====== THE DATA ======

PR #7797, opened 2019-05-19
remove realpath from bin/crystal

wontruefree:
I had to a fair amount of debugging and found that readlink with the --canonicalize flag is the same on OSX BSD and Linux.  This seems to simplify this script.

### DIFF
--- a/bin/crystal
+++ b/bin/crystal
@@ -24,10 +24,6 @@
 # OUT OF OR IN CONNECTION WITH THE SOFTWARE OR THE USE OR OTHER DEALINGS IN
 # THE SOFTWARE.
 
-realpath() {
-    canonicalize_path "$(resolve_symlinks "$1")"
-}
-
 resolve_symlinks() {
     _resolve_symlinks "$1"
 }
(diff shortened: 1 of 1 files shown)


bin/crystal
```diff
@@ -133,7 +110,7 @@ __warning_msg() {
 }
 
 
-SCRIPT_PATH="$(realpath "$0")"
+SCRIPT_PATH="$(readlink --canonicalize "$0")"
```
j8r: No present on Alpine Linux, use `f` instead.

```
Usage: readlink [-fnv] FILE

Display the value of a symlink

        -f      Canonicalize by following all symlinks
        -n      Don't add newline
        -v      Verbose
```

j8r:
There is also [crystal-wrapper](https://github.com/crystal-lang/distribution-scripts/blob/master/linux/files/crystal-wrapper). If we really want to simplify this mess, [we can do it in Crystal](https://github.com/crystal-lang/crystal/issues/7391). For some unclear reasons, some are attached to this scripts.

bin/crystal
ysbaddaden: It's not Alpine: only `-f` is supported on OpenBSD and FreeBSD, for example, and seems to be somewhat portable (no guarantees, thought).

Thought `-f` doesn't seem to be supported on macOS. In fact I'm not sure `--canonicalize` is available until you install GNU coreutils...

I.e. the current script is portable, that's why it's here in the first place.

jhass:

======

TASK TO COMPLETE:
Repeat only the lines starting at the one that contains "I.e. the current" and ending at the last line above, exactly as written.

YOUR RESPONSE:
I.e. the current script is portable, that's why it's here in the first place.

jhass:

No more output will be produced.